### Data to examine

PR #234, opened 2023-08-25
LNURL-pay: Drop metadata description hash validation

callebtc:
This PR removes the `description_hash`requirement in LUD06 and LUD18.

## Background

LNURL-pay requires the `SERVER` to provide an invoice with a specific `description_hash` (`metadata` in LUD06, and `metadata+payerData` in LUD18). `WALLET` is then supposed to verify that the invoice it receives indeed has this `description_hash`. 

## Rationale

If I understand correctly, the original intention of this is to make the server commit to the receiver (or receiver+payer) identities. Practically, this doesn't really improve anything: If there was a MITM changing the invoice, they could do so since neither of the data committed to is secret. If the server itself is malicious, they could fake everything as they wish anyway.

Implementing this (possibly redundant) feature is also the biggest challenge when implementing LNURL-pay. 

This will also once and for all solve all the issues we have had for years dealing with CLN's requirement to provide the entire description at invoice creation.

I propose to drop this requirement, starting with removing the check `WALLET` performs on the invoice received in the second LNURL-p response. `SERVER`'s who don't want to upgrade, can remain as is.

### Supported

- Blixt [PR](https://github.com/hsjoberg/blixt-wallet/issues/1280) ✅
- Alby [PR](https://github.com/getAlby/lightning-browser-extension/pull/2700) ✅
- Zeus [PR](https://github.com/ZeusLN/zeus/pull/1676) ✅
- Current [Comment](https://github.com/lnurl/luds/pull/234#issuecomment-1694267678) ✅
- BlueWallet [PR](https://github.com/BlueWallet/BlueWallet/pull/6074) ✅
- Stacker.News [PR](https://github.com/stackernews/stacker.news/pull/775) ✅
- lnurl-go [PR](https://github.com/fiatjaf/go-lnurl/issues/19) ✅
- Phoenix [Commit](https://github.com/ACINQ/phoenix/commit/4334ef78de8b2ad53f02b79f3bb48f6162909032) ✅
- LNbits [PR](https://github.com/lnbits/lnbits/pull/1951) ✅
- Breez SDK [PR](https://github.com/breez/breez-sdk/pull/755) ✅
- Galoy Blink [PR](https://github.com/GaloyMoney/galoy/issues/3639) ✅
- SatSale [PR](https://github.com/SatSale/SatSale/issues/157) ✅
- sudonym-btc [PR](https://github.com/sudonym-btc/zap/issues/1) ✅
- LightningTipBot [Commit](https://github.com/LightningTipBot/LightningTipBot/commit/52e1fc043a4f0e348ecba0aa458f501d178fe5e4) ✅
- Geyser [PR](https://github.com/geyserfund/geyser-app/issues/1279) ✅
- Wallet of Satoshi (tested) ✅
- Mutiny [Comment](https://nostr.com/nevent1qqsyv62429vfmcnwy8wsxmn7mnzpj7hg5wh4rf4f8rn8q6gqcpkdurgpz4mhxue69uhkummnw3ezummcw3ezuer9wchsyg8plualm48yqv2etxcgkn7vsfz74fg5vdlp6nkz4ctxkapngxlp4upsgqqqqqqszxu2d7) ✅

### Unclear
_(please report PRs or test results for more wallets)_
- Green
- ...

### DIFF
--- a/06.md
+++ b/06.md
@@ -7,7 +7,7 @@ LUD-06: `payRequest` base spec.
 
 The idea here is that a wallet can scan a static QR code or click on a static LNURL address and get back details about a payment that is expected. The details may include much more extensive metadata than a normal Lightning invoice. And the amounts may be fixed or within a range.
 
-Then, once the user accepts the terms (and choose an amount, if that is not fixed), the wallet will call the service and get a Lightning invoice specific for that payment, containing a hash of the metadata as its [`h` tag (`description_hash`)](https://github.com/lightningnetwork/lightning-rfc/blob/master/11-payment-encoding.md#requirements-3) and proceed to pay the invoice if it matches the expected amount and hash.
+Then, once the user accepts the terms (and choose an amount, if that is not fixed), the wallet will call the service and get a Lightning invoice specific for that payment and proceed to pay the invoice if it matches the expected amount and hash.
 
 ## Pay to static QR/NFC/link
 
@@ -22,7 +22,7 @@ Then, once the user accepts the terms (and choose an amount, if that is not fixe
         "callback": string, // The URL from LN SERVICE which will accept the pay request parameters
         "maxSendable": number, // Max millisatoshi amount LN SERVICE is willing to receive
         "minSendable": number, // Min millisatoshi amount LN SERVICE is willing to receive, can not be less than 1 or more than `maxSendable`
-        "metadata": string, // Metadata json which must be presented as raw string here, this is required to pass signature verification at a later step
+        "metadata": string, // Metadata json which must be presented as raw string here
         "tag": "payRequest" // Type of LNURL
     }
     ```
@@ -69,7 +69,7 @@ Then, once the user accepts the terms (and choose an amount, if that is not fixe
     "[[\"text/plain\", \"lorem ipsum blah blah\"]]"
     ```
 
-3. `LN WALLET` displays a payment dialog where user can specify an exact sum to be sent which would be bounded by:
+4. `LN WALLET` displays a payment dialog where user can specify an exact sum to be sent which would be bounded by:
 
     ```
     max can send = min(maxSendable, local estimation of how much can be sent from wallet)
@@ -82,7 +82,7 @@ Then, once the user accepts the terms (and choose an amount, if that is not fixe
     And it may include:
     - An image element with the contents of `image/png` or `image/jpeg`.
 
-4. `LN WALLET` makes a GET request using
+5. `LN WALLET` makes a GET request using
 
     ```
     <callback><?|&>amount=<milliSatoshi>
@@ -90,7 +90,7 @@ Then, once the user accepts the terms (and choose an amount, if that is not fixe
 
     `amount` being the amount specified by the user in millisatoshis.
 
-5. `LN Service` takes the GET request and returns JSON response of form:
+6. `LN Service` takes the GET request and returns JSON response of form:
 
     ```Typescript
     {
@@ -105,17 +105,5 @@ Then, once the user accepts the terms (and choose an amount, if that is not fixe
     {"status":"ERROR", "reason":"error details..."}
     ```
 
-6. `LN WALLET` Verifies that `h` tag in provided invoice is a hash of `metadata` string converted to byte array in UTF-8 encoding.
 7. `LN WALLET` Verifies that amount in provided invoice equals the amount previously specified by user.
-10. `LN WALLET` pays the invoice, no additional user confirmation is required at this point.
-
-## Notes on metadata for server-side LNURL-PAY
-
-### When client makes a first call:
-
-Construct a metadata object, turn it into json, then include it into parent json as a string.
-
-### When client makes a second call
-
-1. Make a hash as follows: `sha256(utf8ByteArray(unescaped_metadata_string))`.
-2. Generate a payment request using an obtained hash.
+8. `LN WALLET` pays the invoice, no additional user confirmation is required at this point.
--- a/06.md
+++ b/06.md
@@ -7,7 +7,7 @@ LUD-06: `payRequest` base spec.
 
 The idea here is that a wallet can scan a static QR code or click on a static LNURL address and get back details about a payment that is expected. The details may include much more extensive metadata than a normal Lightning invoice. And the amounts may be fixed or within a range.
 
-Then, once the user accepts the terms (and choose an amount, if that is not fixed), the wallet will call the service and get a Lightning invoice specific for that payment and proceed to pay the invoice if it matches the expected amount and hash.
+Then, once the user accepts the terms (and choose an amount, if that is not fixed), the wallet will call the service and get a Lightning invoice specific for that payment and proceed to pay the invoice if it matches the expected amount.
 
 ## Pay to static QR/NFC/link
 
--- a/18.md
+++ b/18.md
@@ -7,8 +7,6 @@ LUD-18: Payer identity in `payRequest` protocol.
 
 The idea here is that the payer can identify itself when paying. The scope varies from free-form names (or [LUD-16](16.md) internet identifiers) useful for loose identification in comments or similar things, to cryptographic keys for proof of payment, to authentication keys for future login into a `SERVICE`'s website after a payment and other use cases.
 
-Aside from that, the payer ids are also committed to the invoice by means of the `descriptionHash` property, which ensures strong cryptographic guarantees for proof of payment.
-
 ## 1. `payerData` record
 
 If `SERVICE` wants to get one or more types of payer identities from `WALLET` then it MUST alter its JSON response to the first callback to include a `payerData` field, as follows (notice that the `payerData` record below has a bunch of fields only for completion, an actual response will likely contain just a subset of these):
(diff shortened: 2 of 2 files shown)


fiatjaf (approved):

Kukks:
ACK from my end. Less hassle dealing with LN implementation support and much easier to build some more complex flows.

hsjoberg (approved):

Egge21M:
ACK. Current Wallet, in foresight of this PR, never implemented this check.

michael1011 (approved):

kaloudis:
ACK. Will support this change in Zeus.

bumi:
ACK
this makes it easier for wallet developers and it makes it also easier for services to offer LNURL/lightning address with different node backends.

Alby will support this in the next release.

arcbtc:
Awesome, description_hash got in the way a bunch

callebtc:
Looks like there is broad support for this PR! Anything that should be considered before it can be merged?

dni:
:+1:

fiatjaf:
My only worry is that services will drop support for this too soon and start breaking wallets that haven't yet.

dpad85:
ACK, committing the lnurl-pay metadata to the invoice does not bring additional security AFAICT. The service is trusted anyway. Next Phoenix release will remove this check.

kristapsk (approved):
ACK, this would simplify things for SatSale and also allow implementing LN address for LndHub backend.

callebtc:
Can we merge this or are there any blocking issues @fiatjaf?

hsjoberg:
Is there are any value to commit [LUD-18](https://github.com/lnurl/luds/blob/luds/18.md) data to the invoice? This proposal removes desc hashing altogether.

NCrashed:
I would like to offer some critical feedback on the proposed change, particularly focusing on a crucial aspect of the [lud06](https://github.com/lnurl/luds/blob/luds/06.md): `9. LN WALLET pays the invoice, no additional user confirmation is required at this point`. The absence of a description hash eliminates the connection between the invoice and the user's explicit agreement, leaving the user without any evidence of discrepancies or potential misconduct by the server. A practical application of metadata commitment, from my experience, involves embedding exchange order numbers within this field, underscoring its significance. This issue becomes even more critical with `payerData` in [lud18](https://github.com/lnurl/luds/blob/luds/18.md), as this data originates from the client, not the server.

In summary:

* The principle of commitment is vital for ensuring users explicitly authorize transactions involving their funds.
* The removal of a cryptographic link between the request and the invoice opens up new vulnerabilities for server attacks, leaving users without verifiable evidence of their payments.
* Excluding the commitment mechanism compromises other components of the LUD, especially since the metadata format was specifically designed to facilitate hash computation and minimize verification ambiguities.

As an alternative, I suggest making the description hash optional and introducing an additional step for user confirmation when the commitment is absent.

evd0kim:
NACK. I do not see a single valid argument here.

Joining to @NCrashed.

I don't care about imaginary services and wallets that would benefit from doing less work. The developer's job is to ensure that the digest corresponds to the received data.

The current protocol ensures that the previous round of communication corresponds to the next one, and the wallet checks for the user in the background that THIS invoice is for THAT menu inputs + information.

The thesis about trusted/non-trusted service is entirely irrelevant here. If meta contained some important info there is no basis for building trust for random user-service as well as no hash to prove misbehaving or indicating for the user that the service showed one info and asked to pay for another. 

> MITM changing the invoice, they could do so since neither of the data committed to is secret. 

The check is not related to invoices but rather to any data put into Metadata.

> If the server itself is malicious, they could fake everything as they wish anyway.

Yes. If the service wants to receive payment and doesn't provide any services or goods, the protocol is irrelevant, but this change enables a whole spectrum of situations when the service may attempt to cheat just a little bit. For example, let's consider the original purpose of the LNURL pay protocol. Selling channel liquidity. The service may provide in Metadata specific parameters about channel fees, channel size and active period, and node pubkey. It receives the payment for the service and opens the channel of size not 1.5M but 1.499M, fees not 1000 ppm but 1001 ppm. Now good luck catching such dishonest service in every UI of every wallet you meant while saying "it will make everything much easier".  Instead, Metadata could be shown once, and `description_hash` could be checked in the background.

callebtc:
> The absence of a description hash eliminates the connection between the invoice and the user's explicit agreement

Could you be specific? What does this prevent in your view? If you could make an explicit example of how this improves a payment flow or how it could be abused, it might be easier to understand what you mean.

In my view, if I offer you an invoice, you can choose to pay it or not, that is the only necessary expression of your agreement. The proof of payment is the preimage you'll receive.

What else other than authenticated transport (https) do you need to be sure that this particular invoice is from the server you've actually asked the invoice from? And what misconduct does the payment hash prevent?

callebtc:
> The service may provide in Metadata specific parameters about channel fees, channel size and active period, and node pubkey.

This is a good example of a case that almost nobody cares about but it could be absolutely implemented even if the requirement would be dropped. If you run such a service, put the terms of the contract into the description hash and make your user read the contract and explicitly agree to it. That's the only way to make sure that both parties explicitly agree.

I'm guessing that 99.99% of lnurl payments are without any explicit commitments that the user cares about, they just want to pay. I haven't observed a single case where a dispute was resolved by comparing descriptions and hashes. For those cases where it's relevant: just do it.

evd0kim:
> Could you be specific? What does this prevent in your view? If you could make an explicit example of how this improves a payment flow or how it could be abused, it might be easier to understand what you mean.

I provided an example. 

> In my view, if I offer you an invoice, you can choose to pay it or not, that is the only necessary expression of your agreement. The proof of payment is the preimage you'll receive.

Checking a hash against a description that is stored or provided off-band may be more relevant for automated payments. It may be important for the client side, too. 

> What else other than authenticated transport (https) do you need to be sure that this particular invoice is from the server you've actually asked the invoice from? And what misconduct does the payment hash prevent?

The point being made is not about faking the server. The point being made is about the server that provides some imprecise/non-deterministic data.

> If you run such a service, put the terms of the contract into the description hash and make your user read the contract and explicitly agree to it. That's the only way to make sure that both parties explicitly agree.

Not relevant at all for machine-machine interfaces. 

> I haven't observed a single case where a dispute was resolved by comparing descriptions and hashes.

It wouldn't happen with the former rules, even if it were the case. There would not be any dispute at all.

johnzweng:
Hi! 🙂 

Is there any chance that this could be merged. Or if this is still a concern:

> My only worry is that services will drop support for this too soon and start breaking wallets that haven't yet.

Could we then add at least a deprecation note to the spec? I was not aware of this PR and (as a sending service) implemented this check and was wondering why more and more receivers (LN address owners) do not provide the correct tag `h` in their returned Bolt11 (effectively blocking the payment and creating support costs for our customer care).

Until someone (@reneaaron , thanks for that 🙏 ) pointed me to this PR here. 🙈

michaelWuensch:
Merging the PR would really make sense. Wallets that implement the spec as is already experience payment failures.
@callebtc  I just adopted this change in BitBanana (https://github.com/michaelWuensch/BitBanana/commit/cc59fec5d1c28f7418079b733267772d35486c78)

dni:
> Hi! 🙂
> 
> Is there any chance that this could be merged. Or if this is still a concern:
> 
> > My only worry is that services will drop support for this too soon and start breaking wallets that haven't yet.
> 
> Could we then add at least a deprecation note to the spec? I was not aware of this PR and (as a sending service) implemented this check and was wondering why more and more receivers (LN address owners) do not provide the correct tag `h` in their returned Bolt11 (effectively blocking the payment and creating support costs for our customer care).
> 
> Until someone (@reneaaron , thanks for that 🙏 ) pointed me to this PR here. 🙈

i agree with adding a deprecating note to the spec, but i wouldn't remove that feature completely, how about making the check optional and the users signal that he want to have it checked, default is no check?

evd0kim:
Valet now supports both protocols and it is able to check hash against description.

image

At least recently I've seen few more use cases for this feature, mostly for cross-protocol capabilities, so I keep telling it was a mistake to remove this from the spec.

evd0kim:
It is even wrong from the start to me.

> If I understand correctly, the original intention of this is to make the server commit to the receiver (or receiver+payer) identities. 

Hash to Description is a commitment to the intent/contract/information provided earlier and not to identities. So whole message somehow irrelevant.

michaelWuensch:
@evd0kim @dni 
To be honest, I do not understand what security benefit the descriptionHash verification has. There is no commitment to anything. The service can set the hash correctly in the invoice so that the verification succeeds and still do something completely different. So its no protection against fraud. Or do I miss something? 

Now to the suggestion to support both.
Maybe removing the verification was unnecessary. But shifting the burden to the user is an absolute UX nightmare in my opinion. Lightning wallets are already complicated enough, we don't need warnings that make users feel insecure and require a deep dive into some tech specs to understand.

Don't get me wrong, if this is a real security issue and I just don't get it, then I strongly support a warning. But if it is just about signaling an intention and only the intention can be cryptograpically verified, but not the final action, we are better off without a warning.

dni:
https://github.com/lnurl/luds/pull/96 so this is one usecase of lud-18

johnzweng:
Hi! 🙂 

I'm on board with @michaelWuensch on this. I don’t see how setting the `h` tag of the invoice to some hash provides any real security improvement.

> Hash to Description is a commitment to the intent/contract/information provided earlier and not to identities.

Yes, it acts as a commitment—but it’s not a _binding_ commitment. Since no secret is involved, _any_ lightning node could recreate the same commitment. If the **LN SERVICE** (LNURL web server) were compromised and returned a malicious invoice from a different node, it could still include the same `h` tag without issue. (And this is also true for the lud-18 flow.)

This suggests that preventing such an attack is _not_ the purpose of this feature. So, what is the actual attack scenario which gets prevented by adding this tag `h` to the invoice?

michaelWuensch:
The only benefit I can see is that in a lud-18 flow you have proof that the service actually received the identity data you sent. 
But if the wallet implementation is correct, this is always the case.

johnzweng:
I think it's the same when looking to @evd0kim's example from above:

> For example, let's consider the original purpose of the LNURL pay protocol: selling channel liquidity. The service may provide specific parameters in the metadata, such as channel fees, channel size, active period, and node pubkey. It receives the payment for the service but then opens the channel with a size of 1.499M instead of 1.5M and charges 1001 ppm instead of 1000 ppm.

I’d really love to understand how the `h` tag in the invoice could effectively prevent this scenario. The liquidity selling node could still return such invoice which commits to the correct specific agreement (channel parameters) but then do something totally different. So what have we gained in this situation by adding the `h` tag?

It just gives the payer the security that the receiver has actually _received_ the data correctly (without any guarantees what the receiver does with this information or adheres to it). But for "_just to be sure that data was transmitted correctly_" we have other layers (https, tcp). 

 Do I miss something? 🙂

evd0kim:
@johnzweng 

> Since no secret is involved

If the host or user puts a secret in description it may contain a secret. 

> This suggests that preventing such an attack is not the purpose of this feature. 

I am not talking about attacks per se. But generally yes, removing description hash check somehow makes protocol less secure if you mean some information provided via description off band. 

> something totally different. 

The point of channel opening example is that there is a payment amount that is fixed in BOLT11 against description with hash. It may prevent something only when wallet does checks. And when it does and something is wrong, the wallet user may prove it otherwise she couldn't. 

@dni 

Thanks for the link. Looks like LNURL withdraw scheme.

@michaelWuensch 

> Maybe removing the verification was unnecessary. But shifting the burden to the user is an absolute UX nightmare in my opinion. Lightning wallets are already complicated enough, we don't need warnings that make users feel insecure and require a deep dive into some tech specs to understand.

Well, this is the point of hashes. They should match on the background. I believe LN is capable to facilitate smart contracts logic on top, this PR moves it in entirely opposite direction making LNURL less capable and less "smart".

Kukks (approved):

andrerfneves (approved):
gg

######

# What is being asked
In the records above, how many lines contain the string "takes"? Only that number should be written.

# Finished exercise
2